Work to be completed:
Below is a listing from which only part is wanted; return exactly the lines from the one with "PR #66, opened 2021-06-06" up to and including the one with "This PR introduces".

Exercise input:
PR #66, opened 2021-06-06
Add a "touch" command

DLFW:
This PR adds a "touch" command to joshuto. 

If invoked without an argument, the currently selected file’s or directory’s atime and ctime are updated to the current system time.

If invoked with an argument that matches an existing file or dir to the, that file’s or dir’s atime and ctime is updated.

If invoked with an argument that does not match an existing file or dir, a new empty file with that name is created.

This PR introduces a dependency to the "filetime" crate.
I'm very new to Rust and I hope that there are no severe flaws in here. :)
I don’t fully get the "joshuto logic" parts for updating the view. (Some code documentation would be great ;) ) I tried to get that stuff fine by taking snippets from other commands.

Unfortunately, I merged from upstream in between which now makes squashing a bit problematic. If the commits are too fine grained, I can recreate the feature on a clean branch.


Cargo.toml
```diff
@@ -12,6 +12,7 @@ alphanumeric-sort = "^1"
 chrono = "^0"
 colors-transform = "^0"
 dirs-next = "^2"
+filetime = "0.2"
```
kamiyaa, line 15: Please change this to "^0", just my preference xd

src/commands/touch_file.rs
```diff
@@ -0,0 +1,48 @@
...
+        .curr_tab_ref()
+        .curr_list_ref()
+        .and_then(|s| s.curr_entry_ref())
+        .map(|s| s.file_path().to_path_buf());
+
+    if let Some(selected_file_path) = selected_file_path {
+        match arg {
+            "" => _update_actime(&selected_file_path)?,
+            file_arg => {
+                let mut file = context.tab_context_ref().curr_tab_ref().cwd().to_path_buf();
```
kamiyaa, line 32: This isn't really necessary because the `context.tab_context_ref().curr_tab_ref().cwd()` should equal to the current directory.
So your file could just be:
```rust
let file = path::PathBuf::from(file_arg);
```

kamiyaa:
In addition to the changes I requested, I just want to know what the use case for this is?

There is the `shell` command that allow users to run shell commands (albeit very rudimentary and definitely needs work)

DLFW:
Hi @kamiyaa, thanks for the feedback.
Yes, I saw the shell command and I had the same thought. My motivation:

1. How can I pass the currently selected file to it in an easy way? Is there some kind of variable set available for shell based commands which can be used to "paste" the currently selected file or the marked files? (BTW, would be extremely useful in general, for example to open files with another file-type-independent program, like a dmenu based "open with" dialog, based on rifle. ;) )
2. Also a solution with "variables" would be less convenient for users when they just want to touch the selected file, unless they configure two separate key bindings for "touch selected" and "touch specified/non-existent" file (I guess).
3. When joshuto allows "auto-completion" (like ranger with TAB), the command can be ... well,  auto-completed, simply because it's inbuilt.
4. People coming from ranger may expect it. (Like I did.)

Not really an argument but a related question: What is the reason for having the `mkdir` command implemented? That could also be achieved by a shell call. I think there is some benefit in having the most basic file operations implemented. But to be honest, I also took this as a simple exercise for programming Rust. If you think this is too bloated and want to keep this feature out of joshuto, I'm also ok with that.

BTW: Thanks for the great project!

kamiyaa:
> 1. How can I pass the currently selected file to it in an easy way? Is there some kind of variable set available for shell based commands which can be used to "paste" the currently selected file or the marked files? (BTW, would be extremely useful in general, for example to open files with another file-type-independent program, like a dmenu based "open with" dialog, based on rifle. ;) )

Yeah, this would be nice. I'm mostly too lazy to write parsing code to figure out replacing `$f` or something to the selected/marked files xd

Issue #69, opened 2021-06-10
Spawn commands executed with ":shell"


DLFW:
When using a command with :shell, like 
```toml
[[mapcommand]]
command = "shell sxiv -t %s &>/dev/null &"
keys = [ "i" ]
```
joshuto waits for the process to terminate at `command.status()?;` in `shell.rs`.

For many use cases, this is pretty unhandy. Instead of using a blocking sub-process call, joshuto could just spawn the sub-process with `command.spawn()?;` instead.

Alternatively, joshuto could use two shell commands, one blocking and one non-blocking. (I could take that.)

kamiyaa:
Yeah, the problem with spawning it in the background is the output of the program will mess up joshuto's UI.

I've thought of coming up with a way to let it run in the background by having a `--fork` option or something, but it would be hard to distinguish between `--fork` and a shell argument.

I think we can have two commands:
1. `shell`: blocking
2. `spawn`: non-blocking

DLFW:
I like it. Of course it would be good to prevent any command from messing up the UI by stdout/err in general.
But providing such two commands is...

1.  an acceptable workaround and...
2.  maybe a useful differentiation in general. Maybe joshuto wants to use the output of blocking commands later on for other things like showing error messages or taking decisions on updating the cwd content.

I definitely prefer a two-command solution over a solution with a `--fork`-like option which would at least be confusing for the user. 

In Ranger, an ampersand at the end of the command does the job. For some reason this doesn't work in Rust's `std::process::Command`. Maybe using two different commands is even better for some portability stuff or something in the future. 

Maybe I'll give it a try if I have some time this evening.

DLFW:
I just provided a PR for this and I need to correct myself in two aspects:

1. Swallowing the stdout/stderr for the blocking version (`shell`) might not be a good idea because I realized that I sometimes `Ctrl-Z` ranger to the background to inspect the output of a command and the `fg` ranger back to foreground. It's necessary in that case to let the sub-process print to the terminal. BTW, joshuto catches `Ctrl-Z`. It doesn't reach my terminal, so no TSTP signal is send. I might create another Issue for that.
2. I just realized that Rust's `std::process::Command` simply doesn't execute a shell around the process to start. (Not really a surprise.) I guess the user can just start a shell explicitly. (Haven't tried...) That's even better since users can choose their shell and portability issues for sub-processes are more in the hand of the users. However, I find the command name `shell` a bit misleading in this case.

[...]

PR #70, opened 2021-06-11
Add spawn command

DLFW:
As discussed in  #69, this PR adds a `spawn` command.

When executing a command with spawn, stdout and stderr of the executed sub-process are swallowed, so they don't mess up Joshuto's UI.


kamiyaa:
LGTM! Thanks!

--

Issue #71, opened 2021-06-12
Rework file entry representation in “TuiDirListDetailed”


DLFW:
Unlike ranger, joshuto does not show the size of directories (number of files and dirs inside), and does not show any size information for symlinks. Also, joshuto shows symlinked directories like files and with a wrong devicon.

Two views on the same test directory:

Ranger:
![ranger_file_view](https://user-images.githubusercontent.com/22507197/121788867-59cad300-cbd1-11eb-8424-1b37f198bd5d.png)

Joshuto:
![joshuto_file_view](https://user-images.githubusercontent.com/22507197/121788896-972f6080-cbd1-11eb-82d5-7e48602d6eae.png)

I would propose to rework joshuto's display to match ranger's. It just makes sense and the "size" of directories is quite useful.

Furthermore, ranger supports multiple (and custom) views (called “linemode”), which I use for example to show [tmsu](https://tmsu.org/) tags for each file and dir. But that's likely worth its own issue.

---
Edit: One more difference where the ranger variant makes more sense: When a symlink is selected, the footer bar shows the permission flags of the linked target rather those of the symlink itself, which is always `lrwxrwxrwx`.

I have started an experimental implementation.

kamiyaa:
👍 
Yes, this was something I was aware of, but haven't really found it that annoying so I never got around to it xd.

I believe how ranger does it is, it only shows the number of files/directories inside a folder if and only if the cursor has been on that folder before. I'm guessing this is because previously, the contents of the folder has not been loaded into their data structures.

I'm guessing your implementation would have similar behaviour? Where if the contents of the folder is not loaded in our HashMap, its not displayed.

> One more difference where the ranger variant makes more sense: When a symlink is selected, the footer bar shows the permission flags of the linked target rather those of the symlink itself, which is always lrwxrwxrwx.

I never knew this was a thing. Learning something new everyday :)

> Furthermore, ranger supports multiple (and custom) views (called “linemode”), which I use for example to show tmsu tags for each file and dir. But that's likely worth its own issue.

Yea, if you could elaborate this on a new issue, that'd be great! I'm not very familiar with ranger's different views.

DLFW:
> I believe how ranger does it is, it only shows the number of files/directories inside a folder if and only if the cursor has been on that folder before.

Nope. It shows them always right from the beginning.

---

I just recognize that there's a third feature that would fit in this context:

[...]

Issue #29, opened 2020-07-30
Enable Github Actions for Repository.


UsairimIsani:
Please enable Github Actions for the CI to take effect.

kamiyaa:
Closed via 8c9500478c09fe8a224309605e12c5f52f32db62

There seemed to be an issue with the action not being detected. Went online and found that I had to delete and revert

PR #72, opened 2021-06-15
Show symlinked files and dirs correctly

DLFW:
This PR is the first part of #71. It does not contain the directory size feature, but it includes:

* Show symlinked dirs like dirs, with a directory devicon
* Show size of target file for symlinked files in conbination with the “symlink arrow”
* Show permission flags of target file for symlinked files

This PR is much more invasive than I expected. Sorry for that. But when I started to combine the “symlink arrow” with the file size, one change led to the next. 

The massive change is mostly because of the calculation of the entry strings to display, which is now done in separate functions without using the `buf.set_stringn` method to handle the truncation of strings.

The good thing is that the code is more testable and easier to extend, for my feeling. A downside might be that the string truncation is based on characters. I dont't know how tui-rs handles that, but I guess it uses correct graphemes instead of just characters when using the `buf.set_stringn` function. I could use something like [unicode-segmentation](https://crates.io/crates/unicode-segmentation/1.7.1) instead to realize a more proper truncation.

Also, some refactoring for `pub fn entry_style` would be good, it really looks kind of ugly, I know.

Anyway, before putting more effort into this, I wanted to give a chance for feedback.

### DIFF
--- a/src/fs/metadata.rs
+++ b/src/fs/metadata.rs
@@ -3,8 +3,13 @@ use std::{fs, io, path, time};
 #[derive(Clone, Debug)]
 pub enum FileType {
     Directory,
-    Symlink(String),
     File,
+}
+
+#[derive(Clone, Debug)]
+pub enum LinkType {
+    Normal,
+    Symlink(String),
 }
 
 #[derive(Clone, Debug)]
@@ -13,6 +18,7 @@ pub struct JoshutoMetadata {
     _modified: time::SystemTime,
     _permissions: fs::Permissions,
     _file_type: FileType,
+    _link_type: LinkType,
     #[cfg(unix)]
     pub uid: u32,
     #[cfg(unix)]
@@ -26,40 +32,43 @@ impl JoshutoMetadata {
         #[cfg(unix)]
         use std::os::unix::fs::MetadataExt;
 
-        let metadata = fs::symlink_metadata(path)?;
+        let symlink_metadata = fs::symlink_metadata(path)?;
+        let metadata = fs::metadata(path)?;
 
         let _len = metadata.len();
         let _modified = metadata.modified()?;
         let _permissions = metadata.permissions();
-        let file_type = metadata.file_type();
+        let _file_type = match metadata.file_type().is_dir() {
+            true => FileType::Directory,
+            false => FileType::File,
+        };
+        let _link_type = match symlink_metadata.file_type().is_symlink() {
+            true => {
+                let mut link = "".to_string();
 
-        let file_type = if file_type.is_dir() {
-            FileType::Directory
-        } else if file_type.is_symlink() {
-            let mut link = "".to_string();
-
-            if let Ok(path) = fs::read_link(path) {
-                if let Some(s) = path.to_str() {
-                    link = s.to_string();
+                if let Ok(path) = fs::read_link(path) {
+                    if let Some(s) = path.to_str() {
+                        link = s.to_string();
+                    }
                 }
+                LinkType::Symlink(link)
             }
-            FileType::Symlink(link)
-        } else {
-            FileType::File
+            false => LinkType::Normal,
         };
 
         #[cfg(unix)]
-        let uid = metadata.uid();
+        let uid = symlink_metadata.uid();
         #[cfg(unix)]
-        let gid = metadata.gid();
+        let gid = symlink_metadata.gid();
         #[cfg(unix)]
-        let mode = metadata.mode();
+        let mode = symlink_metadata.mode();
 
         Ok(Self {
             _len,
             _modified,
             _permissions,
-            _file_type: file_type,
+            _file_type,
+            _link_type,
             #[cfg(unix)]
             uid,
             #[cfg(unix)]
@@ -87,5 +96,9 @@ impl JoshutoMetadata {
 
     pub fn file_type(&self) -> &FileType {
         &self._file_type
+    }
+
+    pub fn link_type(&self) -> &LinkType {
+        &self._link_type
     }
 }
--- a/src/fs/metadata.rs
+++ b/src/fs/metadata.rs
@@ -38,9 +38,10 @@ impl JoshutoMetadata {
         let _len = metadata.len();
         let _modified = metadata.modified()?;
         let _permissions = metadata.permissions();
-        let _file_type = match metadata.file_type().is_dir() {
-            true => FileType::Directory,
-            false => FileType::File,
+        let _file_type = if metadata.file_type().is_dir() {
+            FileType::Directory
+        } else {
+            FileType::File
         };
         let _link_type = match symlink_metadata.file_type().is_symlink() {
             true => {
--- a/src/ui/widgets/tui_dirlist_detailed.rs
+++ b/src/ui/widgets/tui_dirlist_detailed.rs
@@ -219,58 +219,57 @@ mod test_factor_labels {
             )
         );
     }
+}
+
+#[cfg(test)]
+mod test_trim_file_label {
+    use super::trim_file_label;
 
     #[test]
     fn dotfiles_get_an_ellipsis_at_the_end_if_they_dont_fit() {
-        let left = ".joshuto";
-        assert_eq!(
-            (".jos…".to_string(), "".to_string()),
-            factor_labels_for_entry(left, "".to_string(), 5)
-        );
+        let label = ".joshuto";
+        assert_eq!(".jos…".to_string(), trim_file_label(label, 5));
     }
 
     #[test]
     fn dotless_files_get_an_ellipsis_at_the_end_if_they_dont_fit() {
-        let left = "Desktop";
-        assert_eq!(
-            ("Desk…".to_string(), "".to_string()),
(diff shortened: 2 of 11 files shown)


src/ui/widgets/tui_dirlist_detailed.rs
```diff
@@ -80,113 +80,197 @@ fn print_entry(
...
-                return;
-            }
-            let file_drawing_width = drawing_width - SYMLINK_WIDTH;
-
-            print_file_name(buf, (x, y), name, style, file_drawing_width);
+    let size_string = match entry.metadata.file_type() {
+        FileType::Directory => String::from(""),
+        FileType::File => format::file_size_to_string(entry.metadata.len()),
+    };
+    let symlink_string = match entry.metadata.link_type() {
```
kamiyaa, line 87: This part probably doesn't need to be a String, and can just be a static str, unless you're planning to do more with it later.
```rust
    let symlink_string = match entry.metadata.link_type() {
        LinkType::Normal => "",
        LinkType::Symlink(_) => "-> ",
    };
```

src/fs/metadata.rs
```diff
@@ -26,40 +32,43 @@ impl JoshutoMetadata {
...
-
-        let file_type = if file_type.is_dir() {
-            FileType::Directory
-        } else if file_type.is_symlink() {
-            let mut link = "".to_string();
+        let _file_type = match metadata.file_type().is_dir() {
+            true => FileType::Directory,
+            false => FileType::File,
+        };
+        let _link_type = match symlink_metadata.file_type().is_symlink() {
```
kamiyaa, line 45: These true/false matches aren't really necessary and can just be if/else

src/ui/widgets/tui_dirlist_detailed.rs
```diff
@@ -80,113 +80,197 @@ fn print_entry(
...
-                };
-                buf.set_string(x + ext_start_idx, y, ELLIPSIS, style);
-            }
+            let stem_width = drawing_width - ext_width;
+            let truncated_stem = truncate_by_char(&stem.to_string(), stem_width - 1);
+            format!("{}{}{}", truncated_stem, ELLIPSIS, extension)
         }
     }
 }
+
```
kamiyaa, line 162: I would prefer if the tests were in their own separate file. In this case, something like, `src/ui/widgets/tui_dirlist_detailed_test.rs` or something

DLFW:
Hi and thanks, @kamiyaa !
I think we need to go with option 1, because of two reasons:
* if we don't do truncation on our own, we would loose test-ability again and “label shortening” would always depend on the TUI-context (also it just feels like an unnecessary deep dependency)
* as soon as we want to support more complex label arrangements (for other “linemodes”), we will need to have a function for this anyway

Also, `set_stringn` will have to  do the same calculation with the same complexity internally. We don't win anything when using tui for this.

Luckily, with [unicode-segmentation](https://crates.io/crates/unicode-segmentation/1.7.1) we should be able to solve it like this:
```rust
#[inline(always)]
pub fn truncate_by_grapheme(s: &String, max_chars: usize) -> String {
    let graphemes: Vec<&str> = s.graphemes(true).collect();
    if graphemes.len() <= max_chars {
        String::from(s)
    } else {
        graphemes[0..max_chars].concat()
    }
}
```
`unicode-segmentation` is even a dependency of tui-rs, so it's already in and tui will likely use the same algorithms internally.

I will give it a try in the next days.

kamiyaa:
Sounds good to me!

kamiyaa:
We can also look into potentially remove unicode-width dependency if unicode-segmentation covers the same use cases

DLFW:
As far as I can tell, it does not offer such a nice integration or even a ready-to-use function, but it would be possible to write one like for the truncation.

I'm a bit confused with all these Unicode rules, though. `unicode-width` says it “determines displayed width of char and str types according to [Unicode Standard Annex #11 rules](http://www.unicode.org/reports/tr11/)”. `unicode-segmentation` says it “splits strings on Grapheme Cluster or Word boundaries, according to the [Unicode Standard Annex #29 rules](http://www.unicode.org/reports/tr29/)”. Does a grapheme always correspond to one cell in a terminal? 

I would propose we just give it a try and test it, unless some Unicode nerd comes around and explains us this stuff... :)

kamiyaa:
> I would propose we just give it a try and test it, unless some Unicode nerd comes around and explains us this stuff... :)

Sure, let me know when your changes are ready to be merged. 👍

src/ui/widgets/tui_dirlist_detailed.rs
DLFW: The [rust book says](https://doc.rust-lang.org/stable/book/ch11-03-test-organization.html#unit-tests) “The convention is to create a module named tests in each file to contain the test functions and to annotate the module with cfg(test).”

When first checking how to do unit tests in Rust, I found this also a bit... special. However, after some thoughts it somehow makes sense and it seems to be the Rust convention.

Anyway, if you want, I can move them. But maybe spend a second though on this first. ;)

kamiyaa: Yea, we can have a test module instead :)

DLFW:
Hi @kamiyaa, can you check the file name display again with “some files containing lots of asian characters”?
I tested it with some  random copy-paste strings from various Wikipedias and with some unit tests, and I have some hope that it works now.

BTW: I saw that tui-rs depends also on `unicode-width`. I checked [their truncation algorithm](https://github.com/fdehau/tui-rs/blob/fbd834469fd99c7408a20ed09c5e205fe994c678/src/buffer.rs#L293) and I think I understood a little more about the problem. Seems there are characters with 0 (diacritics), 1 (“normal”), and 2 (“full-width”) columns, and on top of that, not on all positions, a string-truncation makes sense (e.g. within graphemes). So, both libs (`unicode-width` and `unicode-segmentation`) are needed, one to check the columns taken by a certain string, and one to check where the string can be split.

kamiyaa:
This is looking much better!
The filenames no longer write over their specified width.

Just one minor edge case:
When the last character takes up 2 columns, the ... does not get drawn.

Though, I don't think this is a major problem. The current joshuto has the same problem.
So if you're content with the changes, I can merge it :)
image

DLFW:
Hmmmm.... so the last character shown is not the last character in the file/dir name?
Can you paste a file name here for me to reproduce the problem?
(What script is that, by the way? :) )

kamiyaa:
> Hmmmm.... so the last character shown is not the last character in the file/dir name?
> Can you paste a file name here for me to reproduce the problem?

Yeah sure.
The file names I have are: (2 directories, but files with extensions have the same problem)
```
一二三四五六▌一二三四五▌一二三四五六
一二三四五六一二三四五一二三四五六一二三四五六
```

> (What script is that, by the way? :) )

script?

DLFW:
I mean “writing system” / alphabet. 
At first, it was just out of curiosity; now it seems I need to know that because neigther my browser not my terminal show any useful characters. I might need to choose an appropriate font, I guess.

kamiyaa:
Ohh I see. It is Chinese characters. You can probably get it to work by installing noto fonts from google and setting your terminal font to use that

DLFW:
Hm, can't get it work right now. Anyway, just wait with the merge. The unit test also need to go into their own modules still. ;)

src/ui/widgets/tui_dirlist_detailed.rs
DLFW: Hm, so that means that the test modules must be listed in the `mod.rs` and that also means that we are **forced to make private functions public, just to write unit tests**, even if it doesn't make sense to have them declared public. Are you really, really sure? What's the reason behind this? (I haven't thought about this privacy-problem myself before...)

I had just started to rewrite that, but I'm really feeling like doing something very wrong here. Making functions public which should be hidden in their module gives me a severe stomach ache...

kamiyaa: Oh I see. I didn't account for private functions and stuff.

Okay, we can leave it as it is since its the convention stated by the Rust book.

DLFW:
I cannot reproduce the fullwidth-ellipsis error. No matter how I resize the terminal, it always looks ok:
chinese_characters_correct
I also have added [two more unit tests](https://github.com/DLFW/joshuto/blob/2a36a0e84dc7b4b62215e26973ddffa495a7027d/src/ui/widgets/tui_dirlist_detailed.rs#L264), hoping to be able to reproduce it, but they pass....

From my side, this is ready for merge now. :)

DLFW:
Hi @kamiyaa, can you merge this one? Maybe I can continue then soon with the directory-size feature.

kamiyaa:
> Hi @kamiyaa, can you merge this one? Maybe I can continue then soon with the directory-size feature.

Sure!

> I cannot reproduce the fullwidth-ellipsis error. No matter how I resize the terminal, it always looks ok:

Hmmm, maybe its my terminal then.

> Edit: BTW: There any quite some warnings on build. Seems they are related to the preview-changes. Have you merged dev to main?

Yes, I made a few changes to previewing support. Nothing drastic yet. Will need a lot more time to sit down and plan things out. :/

Solution below:
PR #66, opened 2021-06-06
Add a "touch" command

DLFW:
This PR adds a "touch" command to joshuto. 

If invoked without an argument, the currently selected file’s or directory’s atime and ctime are updated to the current system time.

If invoked with an argument that matches an existing file or dir to the, that file’s or dir’s atime and ctime is updated.

If invoked with an argument that does not match an existing file or dir, a new empty file with that name is created.

This PR introduces a dependency to the "filetime" crate.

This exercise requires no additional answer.